=== Section Start ===

Issue #187, opened 2018-05-04
Improve core-data add event performance


jduranf:
In order to improve the add event performance in core-data, which should be called several times, there are different things which can be done:

1. As said in #128, why use Device property as dual purposed? I think should be better to only allow to use device name

```
// Get device from metadata
deviceFound := true
// Try by ID
d, err := mdc.Device(e.Device)
if err != nil {
	// Try by name
	d, err = mdc.DeviceForName(e.Device)
	if err != nil {
		deviceFound = false
	}
}
```

2. If MetaDataCheck isn't enabled, why get Device name in metadata? This requires some time which should be avoided if MetaDataCheck isn't enabled
```
// See if metadata checking is enabled
if configuration.MetaDataCheck && !deviceFound {
	loggingClient.Error("Device not found for event: "+err.Error(), "")
	http.Error(w, err.Error(), http.StatusNotFound)
	return
}
```
3. Now ValueDescriptorByName is called if ValidateCheck is enabled (inside isValidValueDescriptor) and also if PersistData is enabled. This second check should be removed
```
if configuration.ValidateCheck {
	loggingClient.Debug("Validation enabled, parsing events")
	for reading := range e.Readings {
		valid, err := isValidValueDescriptor(e.Readings[reading], e)
		if !valid {
			loggingClient.Error("Validation failed: %s", err.Error())
			return
		}
	}
}

// Add the readings to the database
if configuration.PersistData {
	for i, reading := range e.Readings {
		// Check value descriptor
		_, err := dbc.ValueDescriptorByName(reading.Name)
```

4. AddReading should be called inside of AddEvent. This will allow to use transactions or similar in data base, which increases considerably the performance (I performed some tests using InfluxDB and other databases, with an important reduction of time)
```
	// Add the reading
	id, err := dbc.AddReading(reading)
	if err != nil {
		http.Error(w, err.Error(), http.StatusServiceUnavailable)
		loggingClient.Error(err.Error())
		return
	}

	e.Readings[i].Id = id // Set the ID for referencing later
}

// Add the event to the database
id, err := dbc.AddEvent(&e)
if err != nil {
	http.Error(w, err.Error(), http.StatusServiceUnavailable)
	loggingClient.Error(err.Error())
	return
}
```
5. There are several logs which can be removed (or changed to debug)

All this issues are still present in the refactored branch. If you want, I can help in order to solve them.

tsconn23:
Regarding your points:

[...]

Issue #128, opened 2018-04-10
Readings pushed to Core Data trigger Invalid Object ID error messages from Core Metadata


tonyespy:
While testing my edgex core snap (version: 0.5.1+cali-20180322) on an Ubuntu 16.04 LTS Desktop system (amd64), I noticed the following error messages every time a new event is pushed from device-virtual to core-data output on the terminal used to start edgex:

_INFO: 2018/04/10 09:39:18 Posting Event: {"id":"","pushed":0,"device":"KMC.BAC-121036\
CE01","created":0,"modified":0,"origin":1523367558014,"schedule":null,"event":null,"r\
eadings":[{"id":"","pushed":0,"created":0,"origin":1523367558014,"modified":0,"device\
":"KMC.BAC-121036CE01","name":"AnalogValue_20","value":"41.76"}]}

ERROR: 2018/04/10 09:39:18 mgoGetDeviceById Invalid Object ID KMC.BAC-121036CE01_

The Error message is being generated by the function mgoGetDeviceById() (src/core/metadata/mongoOps.go), in response to a call from Core Data's eventHandler function (src/core/data/event.go):

```
     // Get device from metadata
     deviceFound := true
     // Try by ID
     d, err := mdc.Device(e.Device)
     if err != nil {
       // Try by name
       d, err = mdc.DeviceForName(e.Device)
       if err != nil {
         deviceFound = false
       }
     }
     // Make sure the identifier is the device name
     if deviceFound {
       e.Device = d.Name
     }

     // See if metadata checking is enabled
     if configuration.MetaDataCheck && !deviceFound {
       loggingClient.Error("Device not found for event: "+err.Error(), "")
       http.Error(w, err.Error(), http.StatusNotFound)
       return
     }

```
There are a few problems with this code:

 * it does a lookup by deviceId, however the event from device-virtual doesn't include a deviceId, it just includes a devicName, hence this call **will always fail**
 * the code checks after the lookups to see whether a MetadataCheck was required, thus the code makes two REST API calls, neither of which may have been required
 * the REST call returns the entire device, however it's then just discarded.  Ideally, Core Metadata should expose DeviceExists endpoints that just return bool results.  In lieu of this change, the metadata client could define similar functions. Passing `models.Device` structs around by value, especially when they're not being used is just wasted compute cycles.
[...]

PR #177, opened 2018-04-26
#131 Replacing the fmt.Println code with log framework api for the whole project.

yanghua:
Signed-off-by: yanghua <yanghua1127@gmail.com>

cc @drasko

Issue #131, opened 2018-04-12
Replacing the fmt.Println code with log framework api for the whole project.


yanghua:
If agree this ticket, I could fix it.

drasko:
OK for me, but let @jpwhitemn or @tsconn23 confirm.

yanghua:
@jpwhitemn and @tsconn23 , what's your opinion?

tsconn23:
Can you provide a specific example of the usage you want to replace and the specific proposed change? We may want to handle this as more of a style guideline with issues sent to the specific teams responsible for their portion of EdgeX.

yanghua:
@tsconn23 there are many examples, such as [print error](https://github.com/edgexfoundry/edgex-go/blob/master/core/clients/metadataclients/metadata-clients.go#L169), [print debug](https://github.com/edgexfoundry/edgex-go/blob/master/core/clients/metadataclients/metadata-clients.go#L270), [print error](https://github.com/edgexfoundry/edgex-go/blob/master/core/data/init.go#L80), [print info](https://github.com/edgexfoundry/edgex-go/blob/master/cmd/support-logging/main.go#L54) and so on. I agree with you, the log level should be decided by the specific teams(maintainer). However, currently we could do some common refactor. For example we could replace this mode : 

```go
if err != nil {
  fmt.Println(err.Error())
}
```
with : 

```go
if err != nil {
  logger.Error(err.Error())
}
```

The reason about replacing the print code is that we should unified log output format and code style.

tsconn23:
@drasko Just to clarify, are you agreeing with me or with yanghua's approach to introduce the logger everywhere including packages where it may not be referenced yet?

yanghua:
@tsconn23 consider a scenario, if a module which used `fmt.println` to print a error message to std out.  But the log framework configuration tends to log the message into a file. In this case, the system's log is incomplete and would stop developer making diagnosis about issues.

I think import a logger package is not the core problem. Maybe it do not need a logger (for example just print to std out now), but it would need logger, especially in complex production and distributed environment.

drasko:
@tsconn23 - I would go tith @yanghua's proposition for now - looks simpler to me (pure change)

drasko:
@yanghua @tsconn23 yep, this "stdout logger" does not mean anything - in production logs would be sent directly from logger to `syslog`, some file or - most probably - a remote machine. This is why I insisted from the start on removing pritfs and using logging.

[...]

PR #199, opened 2018-05-08
Eliminate Redundant Device Lookups Across Service Boundaries by ID/Name

tsconn23:
This change refers to a couple issues:
https://github.com/edgexfoundry/edgex-go/issues/128
https://github.com/edgexfoundry/edgex-go/issues/187 (point 1)

Please see the commit notes for specifics but the gist is two-fold:
1.) Preference is given to device name when lookups are performed, so the new CheckForDevice() method assumes it has been given a name. This eliminates call paths which were always calling by ID first.
2.) If we have to perform 2 lookups -- name then ID -- this is now done solely within the metadata service. It does not require two round trips from core-data to metadata.

I did not remove the old Device and DeviceByName methods yet. Also, these changes have all been verified successfully against the suite of core-data blackbox tests -- events, readings and value_descriptors.


core/clients/metadataclients/metadata-clients.go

=== Section End ===

* PROBLEM TO SOLVE
Check the listing for the word "have". Show each line that has it.

* SOLUTION TO THIS TASK
 * the code checks after the lookups to see whether a MetadataCheck was required, thus the code makes two REST API calls, neither of which may have been required
2.) If we have to perform 2 lookups -- name then ID -- this is now done solely within the metadata service. It does not require two round trips from core-data to metadata.
I did not remove the old Device and DeviceByName methods yet. Also, these changes have all been verified successfully against the suite of core-data blackbox tests -- events, readings and value_descriptors.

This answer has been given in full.